Robert Mertens
Recollecting Time, 2017-18
Cotton, Conduit, electrical wire, speakers, video projectors Installation Size variable
On a recent trip to Costa Rica, I developed a piece titled "Recollecting Time" in which I was thinking about the time spent traveling alone. I photographed street pavers on the sidewalks of San Jose and traced out the paths taken by myself and students. There is an animation of the paver photographs paired with field recordings of myself traveling through the streets. The photographs are then turned into repeat fabric prints which are then quilted and embroidered with contour drawings of the map tracings. These techniques represent different ways of presenting time at varying speeds of animation and stitching, the speed of the hand and the speed of the machine. "Recollecting Time" Digital Fabric Dye Sublimation Printing, Digital Jacquard Weaving, Digital Embroidery, Machine Quilting, felt, wool, cotton, conduit, junction boxes, projectors, speakers, Animations (1 minute looped) Audio (1 hour looped). Size variable, 2017-2018
Robert Mertens
Monument to Repetition, 2015
9-track Digital Magnetic Tape, fluorescent lights, speakers, speaker and electrical wire Installation size variable
Double cloth tabby weave, 9-track data tape warp and weft containing information from the University of Wisconsin, Madison's gender studies program, fluorescent lights, speakers, audio from an interview with Rachel Rosenthal and an audio advertisement of Suzanne Venker discussing her book "the Flipside"
Robert Mertens
Breathe, 2021
Wool, Steel wire, Speakers, Speaker Wire, rust 72" x 36" x 36"

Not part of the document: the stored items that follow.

PR #75, opened 2014-12-16
Remove a warning

namusyaka:
Just a small fix :)

### DIFF
--- a/lib/rom/boot/base_relation_dsl.rb
+++ b/lib/rom/boot/base_relation_dsl.rb
@@ -8,6 +8,7 @@ module ROM
         @env = env
         @name = name
         @header = []
+        @repository = nil
       end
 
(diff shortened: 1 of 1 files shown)


wikimatze:
Would like to work on the integration, any chance @namusyaka to do some pair programming? With vim and tmux?

solnic:
I'd recommend checking out [lotuskase](https://github.com/solnic/lotuskase) which is based on [dry-component](https://github.com/dryrb/dry-component) to configure rom. It's a PoC and the component stuff is experimental so I'm very open to some feedback. The general goal of dry-component is to simplify managing object dependencies within a system (doesn't matter if it's sinatra, padrino, roda or even rails) by providing interfaces to load needed files in correct order, configuration, booting and resolving *object* dependencies automatically.

Issue #83, opened 2015-01-03
Cannot use methods in block passed to `CommandRegistry#try`


alpardal:
Since the block passed to ```ROM::CommandRegistry#try``` is ```instance_eval```'d, I cannot use methods visible to the caller inside the block. For example:

```ruby
class TasksController < ApplicationController

  def create
    rom.command(:tasks).try { create(task_attributes) }
    redirect_to root_path
  end

private

  def task_attributes
    params.require(:task).permit(:title)
  end
end
```
raises
```ROM::Registry::ElementNotFoundError:  :task_attributes doesn't exist in ROM::CommandRegistry registry```

I think it'd be better if the eval context were a block param:

```ruby
rom.command(:tasks).try {|c| c.create(task_attributes) }
```

What do you think?

splattael:
Hi @alpardal,

actually we could do both depending on the context:

### No args provided -> `instance_eval`

Current behaviour.

```ruby
rom.command(:tasks).try { create(...) }
```

### Args provided -> call with `self`

```ruby
rom.command(:tasks).try { |command| command.create(...) }
```

One possible implementation might be [yield_or_eval](https://github.com/tj/terminal-table/blob/ae5504768a9828615e6194e208b762718dc0fe6c/lib/terminal-table/table.rb#L207..L214).

WDYT?

solnic:
@splattael I love this idea. It's more flexible.

Let me just show you *why* I did it like it is now, here's how I use commands:

``` ruby
class CreateUser
  attr_reader :users

  def initialize(users)
    @users = users
  end

  def call(input)
     users.try { create(input) }
  end
end

create_user = CreateUser.new(rom.command(:users))
create_user.call(params[:user])
```

There a couple of things here:

* I don't use strong params
* I use virtus params object to deal with input (that's set on the create command using `input` dsl)
* I always pass input to the method so it's visible within the block
* I never call anything inside the block except the commands

Having said that - it's just me. I can see how and why people wouldn't prefer to use it differently.

I think yield_or_eval is a really simple and nice change so :+1: from me.

Thoughts? /cc @elskwid @adz

alpardal:
@solnic I agree with your points, it's just that ```instance_eval``` breaks, IMO, the "expected" behavior, and may surprise new users.
@splattael I like ```yield_or_eval```: simple to change and doesn't break the current api.

solnic:
Yep totally, hence :+1: for this change from my side :smile:

splattael:
[...]

PR #84, opened 2015-01-03
Pass command to block in CommandRegistry#try

splattael:
This PR addresses #83

/cc @solnic


elskwid:
Very elegant solution to the problem. Thanks @splattael.

PR #85, opened 2015-01-03
Refactor Options module

splattael:
Move validation code into class.

After this commit including `Options` exposes less class methods:
* `option` and
* `option_definitions`

Feedback is welcome!


solnic:
Thanks. Looks great. In fact I wanted to do the same after the first pass but it was 4am ;) Merging!

PR #91, opened 2015-01-04
WIP adapter interface improvements

solnic:
This branch introduces a couple of improvements that should help in building adapters:

* lint tests for adapters in minitest (which is part of ruby so everybody has it)
* new modules/classes that can be re-used in adapters to unify and simplify implementation of individual adapters


solnic:
Soooo any objections or can I merge this in? /cc @elskwid

lib/rom/array_dataset.rb
```diff
@@ -0,0 +1,12 @@
+require 'rom/enumerable_dataset'
+
+module ROM
+  class ArrayDataset < EnumerableDataset
+    forward(
+      :*, :+, :-, :compact, :compact!, :delete_if, :flatten, :flatten!, :keep_if,
+      :map!, :length, :pop, :reject, :reject!, :reverse, :reverse!, :sample,
+      :select!, :size, :shift, :shuffle, :shuffle!, :slice, :slice!, :sort!,
+      :sort_by!, :uniq, :uniq!, :unshift, :values_at
```
elskwid: @solnic – any feelings on the maintainability of this? (I am *not* suggesting we change it for this PR :grin: )

lib/rom/support/data_proxy.rb
```diff
@@ -0,0 +1,51 @@
...
+    ].freeze
+
+    def self.included(klass)
+      klass.class_eval do
+        extend ClassMethods
+        include Equalizer.new(:data)
+      end
+    end
+
+    def initialize(data, header, tuple_proc = self.class.tuple_proc)
```
elskwid: OH! I like that the proc can be injected *or* set in the class method.

lib/rom/support/data_proxy.rb
```diff
@@ -0,0 +1,51 @@
...
+      @data = data
+      @header = header
+      @tuple_proc = tuple_proc
+    end
+
+    def each
+      return to_enum unless block_given?
+      data.each { |tuple| yield(tuple_proc[tuple]) }
```
elskwid: You know this makes me happy. As I said yesterday, this is what I would expect: the proc applied to the tuple on demand rather than all at once. I suppose then it will play nice with usages like:

```ruby
my_dataset.each.take(5) { |row| do_stuff }
```

So that the proc is only applied the 5 times it's needed.

spec/test/memory_adapter_lint_test.rb
```diff
@@ -0,0 +1,22 @@
+require 'rom/adapter/memory'
+require 'rom/adapter/lint/test'
+
+require 'minitest/autorun'
+
+class MemoryAdapterLintTest < MiniTest::Test
```
elskwid: I saw your changes to the constant. There's something else to keep in mind, Minitest 5 is `Minitest::Test` <- note the 't'. I believe v5.x includes an alias so `MiniTest` will still work.

spec/unit/rom/array_dataset_spec.rb
```diff
@@ -0,0 +1,63 @@
...
+require 'rom/array_dataset'
+
+describe ROM::ArrayDataset do
+  subject(:dataset) { klass.new(data, []) }
+
+  describe 'with array' do
+    let(:klass) do
+      Class.new(ROM::ArrayDataset) do
+        def self.tuple_proc
+          Transproc(:symbolize_keys)
```
elskwid: This use of Trasproc here hints at some cool stuff ...

lib/rom/support/data_proxy.rb
elskwid: I'll just voice my opinion that the name `tuple_proc` doesn't do it for me. I do not have a better name in my head - maybe `row_proc`? Anyway, food for thought as we go forward.

lib/rom/adapter/lint/test.rb
```diff
@@ -0,0 +1,54 @@
+module ROM
+  class Adapter
+    module Lint
+      module TestAdapter
```
elskwid: @solnic the `TestAdapter` is precisely what we discussed. It's great. What a help to developers to be able to wire this up and see if their adapter meets the requirements.

elskwid:
@solnic I only have two items which I believe rise to the level of `objection`. 

1. The explicit forwarding of all the enumerable methods frightens me. How hard will this be to maintain?
2. The name `tuple_proc` isn't great at first glance. Perhaps I'm alone in not immediately thinking about tuples when I see the name dataset. I tend to think of 'rows' and 'columns'. I blame Sequel. In the commit I suggested `row_proc` but if we're talking tuples everywhere else then ... *shrug*

Overall, it's grand. It took shape quite fast from my point of view. Did it help you flesh out how the adapters could be used and built at all? If so, then it was totally worth it. I'd like to add it to `rom-yaml` and `rom-csv` tomorrow morning. (and others?).

lib/rom/support/data_proxy.rb
solnic: Yes, I "blame" Sequel too (I borrowed "dataset" from it). In fact, those may *not be tuples* (like in CSV adapter) so we should come up with a better term here. I guess "row" would be OK since it's "a row in a dataset". This may or may not sound good in a particular adapter's case. For instance "row" works great for CSV obviously.

spec/test/memory_adapter_lint_test.rb
solnic: Ah, yes, CONSTANTS :P

lib/rom/array_dataset.rb
solnic: @elskwid well, we will have to keep an eye on Enumerable and Array methods. we'll see how it goes. Auto-forwarding of all methods would require a more complicated implementation (mostly because of to_enum stuff, otherwise we'd break semantics of enumerable/array). I didn't have fun listing those methods manually trust me, but I think it's the right thing to do. Needs to be explicit otherwise you may get funny stuff going on in your code (for instance we do not want to always wrap response with a dataset object, something we totally want a plain array back)

lib/rom/adapter/lint/test.rb
```diff
@@ -0,0 +1,83 @@
...
+        attr_reader :adapter, :uri
+
+        def test_schemes
+          assert_respond_to adapter, :schemes,
+            "#{adapter}.schemes must be implemented"
+
+          assert_instance_of Array, adapter.schemes,
+            "#{adapter}.schemes must return an array with supported URI schemes"
+
+          assert adapter.schemes.size > 0,
```
splattael: @solnic 

With `minitest` we can use `assert_operator adapter.schemes.size, :>, 0`.
It gives a nice error message IMHO.

Alternatively, we could also use `assert adapter.schemes.any?` to match the assert message better?

solnic: I changed it to `any?`. thanks :)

BREATHE is an abstraction of the human body and a consideration of the body as an archeological site. Sound is used to give the piece a living presence, expressing the emotions I’ve felt after being diagnosed with cancer. The basket-form is a vessel not unlike the human body and the processes of felting are the external forces that form us as we grow. The random shaping of the felting process is a metaphor for a lack of control and the rusting process leads to the “death” of the form over time.